We can check that everything is set up correctly by asking Git to tell us the status of our project:

$ git status
# On branch master
#
# Initial commit
#
nothing to commit (create/copy files and use "git add" to track)

We have now a repository, an empty one, lets start by adding some basic structure to it. Lets suppose that the project will include: the scripts that you use to create or manipulate the data, a curated set of data, the plots and the manuscript of your paper.

It is not a good idea to store the raw data, raw data is probably too big, we just need the data that will be actually used to create the plots.

A git repository is not indented to be a file backup. What we should keep in the repository is the code and text that allows to recreate the results from the raw data, if the raw data is lost (something that should never happen if you backup your data), you can reconstruct the results, by running all simulations again, using your scripts, producing equivalent plots and recreating your paper for submission.

Lets create the structure for project_01

 $ mkdir data
 $ mkdir scripts
 $ mkdir plots
 $ mkdir paper
 $ touch data/README.md
 $ touch scripts/README.md
 $ touch plots/README.md
 $ touch paper/README.md

With touch we are creating some empty files, git does not allow us to add empty folders, those README.md should contain instructions about the data contained on those folders, how the scripts, plots should operate of how the paper should be build. Research is a long time endeavor, do not assume that you will remember what you did several months ago. Now we are ready to version control those folders.

 $ git add data paper plots scripts
 $ git status
 On branch master

 No commits yet

 Changes to be committed:
   (use "git rm --cached <file>..." to unstage)

 	new file:   data/README.md
 	new file:   paper/README.md
 	new file:   plots/README.md
 	new file:   scripts/README.md

Now is time for our first commit:

$ git commit -m "My first commit"
[master (root-commit) 5b5a7ed] My first commit
 4 files changed, 0 insertions(+), 0 deletions(-)
 create mode 100644 data/README.md
 create mode 100644 paper/README.md
 create mode 100644 plots/README.md
 create mode 100644 scripts/README.md

When we run git commit, Git takes everything we have told it to save by using git add (right now empty files) and stores a copy permanently inside the special .git directory. This permanent copy is called a commit (or revision) and its short identifier is 5b5a7ed.

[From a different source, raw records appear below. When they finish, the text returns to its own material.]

PR #4360, opened 2026-09-12
[Feature] Add LastAction transform

### LINKED ISSUE #1676: [Feature Request] Add a Transform that remembers the previous action taken

YeonwooSung:
## Description

Adds `LastAction`, a CatFrames-style transform that copies the previous action into the next observation.

- NestedKey `in_keys` / `out_keys` (default last component `last_action`)
- Reset default: zeros, nan, or a provided value
- Action spec cloned into the observation spec
- Hydra `LastActionConfig` with constructor parity

### Code example

With Gymnasium installed, expose the previous action to the policy on the next step. Reset starts with zeros.

```python
import torch
from torchrl.envs import GymEnv, TransformedEnv
from torchrl.envs.transforms import LastAction

env = TransformedEnv(GymEnv("Pendulum-v1"), LastAction())
td = env.reset()
assert torch.count_nonzero(td["last_action"]) == 0

td = env.rand_action(td)
transition = env.step(td)
torch.testing.assert_close(transition["next", "last_action"], td["action"])
env.close()
```

## Motivation and Context

close #1676

## Types of changes

- [x] New feature (non-breaking change which adds functionality)

## Checklist


torchrl/envs/transforms/_action.py
```diff
@@ -2340,3 +2343,245 @@ def transform_output_spec(self, output_spec: Composite) -> Composite:
...
+
+    def _call(self, next_tensordict: TensorDictBase) -> TensorDictBase:
+        return next_tensordict
+
+    def _reset(
+        self, tensordict: TensorDictBase, tensordict_reset: TensorDictBase
+    ) -> TensorDictBase:
+        _reset = _get_reset(self.reset_key, tensordict)
+        for in_key, out_key in _zip_strict(self.in_keys, self.out_keys):
+            fill = self._make_default(in_key)
```
vmoens: [P2] Size reset defaults from the actual reset batch

`_make_default` uses only the parent action spec shape. A batch-unlocked parent can receive a larger TensorDict batch at reset: `TransformedEnv(TicTacToeEnv(), LastAction()).reset(TensorDict(batch_size=[2]))` currently raises `RuntimeError: batch dimension mismatch` because the default is scalar. Expand the action spec/default by the runtime batch dimensions, preserving the action feature shape, and cover this public reset path.

torchrl/envs/transforms/_action.py
```diff
@@ -2340,3 +2343,245 @@ def transform_output_spec(self, output_spec: Composite) -> Composite:
...
+    ) -> TensorDictBase:
+        for in_key, out_key in _zip_strict(self.in_keys, self.out_keys):
+            action = tensordict.get(in_key, default=None)
+            if action is None:
+                if not self.missing_tolerance:
+                    raise KeyError(
+                        f"{self}: '{in_key}' not found in tensordict {tensordict}"
+                    )
+                continue
+            next_tensordict.set(out_key, action)
```
vmoens: [P2] Keep the remembered action independent of the input buffer

This stores the same tensor object, so reusing or modifying the input action changes the already-produced `next.last_action`. I reproduced this by stepping a ContinuousActionVecMockEnv and then calling `td["action"].fill_(123)`; the returned previous-action observation also becomes 123. Policies that reuse output buffers must not rewrite the remembered action. Copy/clone the action when recording it and exercise buffer reuse in the regression coverage.

vmoens (changes requested):
The ordinary and nested-key paths pass, but two reset/storage issues need fixing before approval. Validation: 15 focused transform tests and the Hydra test passed (one inverse test skipped); separate probes reproduced both findings. Please also replace the new argument-binding lambdas with partials, avoid the config test assertions that only restate constructor arguments, and add the benchmark required for a new stepping transform.

torchrl/envs/transforms/_action.py
YeonwooSung: `_make_default` now takes the reset tensordict batch and, on a batch-unlocked parent, calls `spec.zero(runtime_batch)` so the fill is `(*runtime_batch, *action_feature)`. `TransformedEnv(TicTacToeEnv(), LastAction()).reset(TensorDict(batch_size=[2]))` is covered by `test_reset_unlocked_runtime_batch`.

Also in this push: SerialEnv/ParallelEnv factories use `functools.partial` instead of lambdas; the Hydra test instantiates `LastActionConfig(default=-1.0)` and asserts reset/step behavior rather than stored kwargs; `benchmarks/test_envs_benchmark.py` adds `test_last_action_reset` / `test_last_action_step`.

torchrl/envs/transforms/_action.py
YeonwooSung: `_step` now stores `action.clone()`, so an in-place write to the policy action buffer cannot rewrite `next.last_action`. `test_step_does_not_alias_action` steps `ContinuousActionVecMockEnv` and `fill_(123)`s the action; the remembered observation stays at the original values.

test/test_configs.py
```diff
@@ -4635,6 +4635,20 @@ def test_init_tracker_config(self):
         assert cfg.init_key == "is_test_init"
         instantiate(cfg)
 
+    @pytest.mark.skipif(not _has_hydra, reason="Hydra is not installed")
+    def test_last_action_config(self):
+        from hydra.utils import instantiate
+        from torchrl.envs import TransformedEnv
```
vmoens: [P3] Move the non-optional TorchRL imports to module scope

Please move TransformedEnv and ContinuousActionVecMockEnv to the module-top imports. Neither is an optional dependency or a circular-import case. The Hydra-dependent imports can retain their existing optional-dependency handling. The behavioral test itself passes.

vmoens (commented):
Re-reviewed c5c866f. Both functional findings are resolved: reset uses the runtime batch for an unlocked environment, and next.last_action owns a copy of the input action. The Hydra test now exercises the transform, and reset/step benchmarks have been added.

Validation: 20 focused tests passed, 1 inverse test skipped, and both new benchmark functions passed a smoke run with benchmarking disabled. Only the import placement cleanup noted inline remains before approval.

test/test_configs.py
YeonwooSung: Moved `TransformedEnv` and `ContinuousActionVecMockEnv` to the module-top imports. `hydra.utils.instantiate` and `LastActionConfig` stay local to the Hydra-gated test. a6b8e2179

vmoens (approved):
Re-reviewed a6b8e21. The remaining non-optional imports are now at module scope. The runtime-batch reset and action-aliasing fixes remain intact; 20 focused LastAction/Config tests pass, with the inverse test skipped as expected. No remaining actionables.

Each identifier is different so you will see a different code.

Now we are ready to populate the repository with some files. On 1.IntroHPC/5.Git there is a folder project with a tree structure that mimics the structure suggested above. Copy the files into your own repository, in particular copy the paper.tex and Makefile into folder paper and Data Generator.py into scripts. There is also a file Data Generator.ipynb that is a IPython Notebook or Jupyter notebook. Running the python script should produce both the data wave.dat and the figure wave.pdf in their respective folders. However, for the purpose of this lesson, the files are pre-generated so you can copy them and skip running the script.

$ git status
On branch master
Untracked files:
  (use "git add <file>..." to include in what will be committed)

	data/wave.dat
	paper/Makefile
	paper/paper.pdf
	paper/paper.tex
	plots/wave.pdf
	scripts/Data_Generator.ipynb
	scripts/Data_Generator.py

Git is telling you that there are a number of new files that are “Untracked”, it means, Git is not aware of having them Version Controlled. Git works better with text files, all the files above are text files except the pdf, the data file is not huge, those are basically the same points that we use for plotting. In real scenario your big datafiles should be out of version control. Lets add those files.

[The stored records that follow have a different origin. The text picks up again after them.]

PR #4363, opened 2026-09-12
[BugFix] Fix GRPOLoss padding config and DAPO instantiation

coder-jayp:
## Description

This PR addresses two structural problems in the `GRPOLoss` family and its KL-divergence handling logic:

1. **GRPOLoss Padding Refactor**: Added `ref_log_prob_padding_side` and `ref_log_prob_padding_value` as kwargs to `GRPOLoss.__init__`. Previously, `forward()` would hardcode left padding with `0.0` and fetch the reference log probabilities directly, bypassing `_kl_to_ref`'s key fetching logic and causing `set_keys(ref_log_probs=...)` to be silently ignored for the KL penalty path.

$ git add scripts paper plots data
$ git status
On branch master
Changes to be committed:
  (use "git reset HEAD <file>..." to unstage)

	new file:   data/wave.dat
	new file:   paper/Makefile
	new file:   paper/paper.pdf
	new file:   paper/paper.tex
	new file:   plots/wave.pdf
	new file:   scripts/Data_Generator.ipynb
	new file:   scripts/Data_Generator.py

We can commit those files and create a new commit point.

$ git commit "Adding scripts and paper"
[master 4aaa7ad] Adding scripts and paper
 7 files changed, 811 insertions(+)
 create mode 100644 data/wave.dat
 create mode 100644 paper/Makefile
 create mode 100644 paper/paper.pdf
 create mode 100644 paper/paper.tex
 create mode 100644 plots/wave.pdf
 create mode 100644 scripts/Data_Generator.ipynb
 create mode 100644 scripts/Data_Generator.py

The file paper.tex is a LaTeX file that simulates a research paper. If you are not familiar with LaTeX all that you have to do is execute make in the paper folder and a PDF of the paper will be generated.

$ cd paper/
$ make
pdflatex paper.tex
This is pdfTeX, Version 3.14159265-2.6-1.40.19 (TeX Live 2018/MacPorts 2018.47642_1) (preloaded format=pdflatex)
 restricted \write18 enabled.
entering extended mode
(./paper.tex
LaTeX2e <2018-04-01> patch level 2
Babel <3.18> and hyphenation patterns for 46 language(s) loaded.
(/opt/local/share/texmf-texlive/tex/latex/base/article.cls
...(LONG OUTPUT)
Output written on paper.pdf (1 page, 63254 bytes).
Transcript written on paper.log.

Teaching LaTeX is out of scope here, at least on Spruce, the command for generating the paper should work, in your own computer, you need a LateX distribution see https://www.latex-project.org for LaTeX distros for your OS.

$ cd ..
$ git status
On branch master
Changes not staged for commit:
  (use "git add <file>..." to update what will be committed)
  (use "git checkout -- <file>..." to discard changes in working directory)

	modified:   paper/paper.pdf

Untracked files:
  (use "git add <file>..." to include in what will be committed)

	paper/paper.aux
	paper/paper.log

no changes added to commit (use "git add" and/or "git commit -a")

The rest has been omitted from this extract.